===== Entries provided =====

Issue #3957, opened 2026-07-14
[Bug] nvfp4 unified-MoE on SM100: cumulative cross-call state corruption after ~50 varied-shape calls in one process (device-side gather assert; victim config moves)


YangXu1990uiuc:
## Summary

While enabling `tests/moe/test_unified_moe_fuzz.py` for CI, the fuzzer surfaced a **silent out-of-bounds device write** in the nvfp4 unified-MoE stack on SM100: an earlier fuzz config corrupts device memory, and a later config (`nvfp4_uniform_e16_k8_t3_h1536_i256_s46`) then trips a `vectorized_gather_kernel index out of bounds` device-side assert when the corrupted memory is consumed as gather indices. The failure is **deterministic** (2/2 accumulated runs stop at the same test id) but **state-dependent**: the "failing" config passes cleanly in isolation, so it is the victim, not the culprit.

This is the C3/C5 class from the release-quality plan (#3605) — the device-state probe is doing exactly what it was designed to do.

## Environment

- B200-class SM100 board, driver 595.71.05
- torch 2.9.1+cu130, CUDA 13.2 (JIT), cutlass-dsl 4.6.1
- flashinfer main @ `ce40d25a` (MegaMoE integration), JIT install
- Wired nvfp4 backends exercised by the run: `cute_dsl_nvfp4` + `trtllm_fp4_routed`

## Repro (deterministic, ~18 min on warm JIT cache)

```bash
FLASHINFER_UMOE_FUZZ=1 CUDA_VISIBLE_DEVICES=<sm100-idx> \
  pytest tests/moe/test_unified_moe_fuzz.py -q -x
```

Result (identical across 2 runs):

```
1 failed, 50 passed in ~18 min
FAILED tests/moe/test_unified_moe_fuzz.py::test_unified_moe_fuzz[nvfp4_uniform_e16_k8_t3_h1536_i256_s46]
/pytorch/.../IndexKernelUtils.cu:16: vectorized_gather_kernel: Assertion `ind >= 0 && ind < ind_dim_size` failed
```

=====

Assignment
Output every line of the listing word for word.

Result of this task
Issue #3957, opened 2026-07-14
[Bug] nvfp4 unified-MoE on SM100: cumulative cross-call state corruption after ~50 varied-shape calls in one process (device-side gather assert; victim config moves)


YangXu1990uiuc:
## Summary

While enabling `tests/moe/test_unified_moe_fuzz.py` for CI, the fuzzer surfaced a **silent out-of-bounds device write** in the nvfp4 unified-MoE stack on SM100: an earlier fuzz config corrupts device memory, and a later config (`nvfp4_uniform_e16_k8_t3_h1536_i256_s46`) then trips a `vectorized_gather_kernel index out of bounds` device-side assert when the corrupted memory is consumed as gather indices. The failure is **deterministic** (2/2 accumulated runs stop at the same test id) but **state-dependent**: the "failing" config passes cleanly in isolation, so it is the victim, not the culprit.

This is the C3/C5 class from the release-quality plan (#3605) — the device-state probe is doing exactly what it was designed to do.

## Environment

- B200-class SM100 board, driver 595.71.05
- torch 2.9.1+cu130, CUDA 13.2 (JIT), cutlass-dsl 4.6.1
- flashinfer main @ `ce40d25a` (MegaMoE integration), JIT install
- Wired nvfp4 backends exercised by the run: `cute_dsl_nvfp4` + `trtllm_fp4_routed`

## Repro (deterministic, ~18 min on warm JIT cache)

```bash
FLASHINFER_UMOE_FUZZ=1 CUDA_VISIBLE_DEVICES=<sm100-idx> \
  pytest tests/moe/test_unified_moe_fuzz.py -q -x
```

Result (identical across 2 runs):

```
1 failed, 50 passed in ~18 min
FAILED tests/moe/test_unified_moe_fuzz.py::test_unified_moe_fuzz[nvfp4_uniform_e16_k8_t3_h1536_i256_s46]
/pytorch/.../IndexKernelUtils.cu:16: vectorized_gather_kernel: Assertion `ind >= 0 && ind < ind_dim_size` failed
```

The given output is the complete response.